PR #5949, opened 2023-05-15
go: sqle: cluster: commithook: Periodically heartbeat to a standby when we are primary. This allows replication_lag on the standby to more accurately reflect the possible drift locally.

reltuk:


go/libraries/doltcore/sqle/cluster/commithook.go
```diff
@@ -175,6 +182,37 @@ func (h *commithook) primaryNeedsInit() bool {
...
+	defer func() {
+		if h.cancelReplicate != nil {
+			h.cancelReplicate()
+		}
+		h.cancelReplicate = nil
+	}()
+	h.mu.Unlock()
+	datasDB := doltdb.HackDatasDatabaseFromDoltDB(destDB)
+	cs := datas.ChunkStoreFromDatabase(datasDB)
+	cs.Commit(ctx, head, head)
```
zachmu, line 212: Kinda surprised this works tbh, seems a bit fragile

Can we get the underlying commit hook and ping it instead?

zachmu (approved):
This seems fine tactically but the interface is a bit wonky and there are not tests. Follow up maybe?

Or a TODO in any case

reltuk:
> This seems fine tactically but the interface is a bit wonky and there are not tests. Follow up maybe?
> 
> Or a TODO in any case

Took a pass at an integration test here: https://github.com/dolthub/dolt/pull/5949/files#diff-1425872ab3c293f81d61ed0acbd7df134e10c96c2a38a23ef8aa60557ef5cee2. Let me know if you have any thoughts :).

PR #5951, opened 2023-05-15
Handle unresolved/resolved foreign keys when determining equality

fulghum:
When foreign keys are unresolved, the data on which columns they point to in the child table and the parent table is stored differently, and requires extra work to "resolve" the columns before we can test for equality. We currently do not always calculate equality correctly, which can result in confusing diff output (e.g. https://github.com/dolthub/dolt/issues/5934).

This PR adds a new `Equals` method on `ForeignKey` that takes in enough data to resolve FK column references, if needed, and test equality for any two foreign keys.


Hydrocharged (approved):
LGTM!

Issue #9374, opened 2025-06-20
Support MYSQL_USER and MYSQL_PASSWORD environment variables in Dolt Docker image


bfontaine:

- _Exercise instructions_
Set down the data exactly.

- _Solution_
PR #5949, opened 2023-05-15
go: sqle: cluster: commithook: Periodically heartbeat to a standby when we are primary. This allows replication_lag on the standby to more accurately reflect the possible drift locally.

reltuk:


go/libraries/doltcore/sqle/cluster/commithook.go
```diff
@@ -175,6 +182,37 @@ func (h *commithook) primaryNeedsInit() bool {
...
+	defer func() {
+		if h.cancelReplicate != nil {
+			h.cancelReplicate()
+		}
+		h.cancelReplicate = nil
+	}()
+	h.mu.Unlock()
+	datasDB := doltdb.HackDatasDatabaseFromDoltDB(destDB)
+	cs := datas.ChunkStoreFromDatabase(datasDB)
+	cs.Commit(ctx, head, head)
```
zachmu, line 212: Kinda surprised this works tbh, seems a bit fragile

Can we get the underlying commit hook and ping it instead?

zachmu (approved):
This seems fine tactically but the interface is a bit wonky and there are not tests. Follow up maybe?

Or a TODO in any case

reltuk:
> This seems fine tactically but the interface is a bit wonky and there are not tests. Follow up maybe?
> 
> Or a TODO in any case

Took a pass at an integration test here: https://github.com/dolthub/dolt/pull/5949/files#diff-1425872ab3c293f81d61ed0acbd7df134e10c96c2a38a23ef8aa60557ef5cee2. Let me know if you have any thoughts :).

PR #5951, opened 2023-05-15
Handle unresolved/resolved foreign keys when determining equality

fulghum:
When foreign keys are unresolved, the data on which columns they point to in the child table and the parent table is stored differently, and requires extra work to "resolve" the columns before we can test for equality. We currently do not always calculate equality correctly, which can result in confusing diff output (e.g. https://github.com/dolthub/dolt/issues/5934).

This PR adds a new `Equals` method on `ForeignKey` that takes in enough data to resolve FK column references, if needed, and test equality for any two foreign keys.


Hydrocharged (approved):
LGTM!

Issue #9374, opened 2025-06-20
Support MYSQL_USER and MYSQL_PASSWORD environment variables in Dolt Docker image


bfontaine:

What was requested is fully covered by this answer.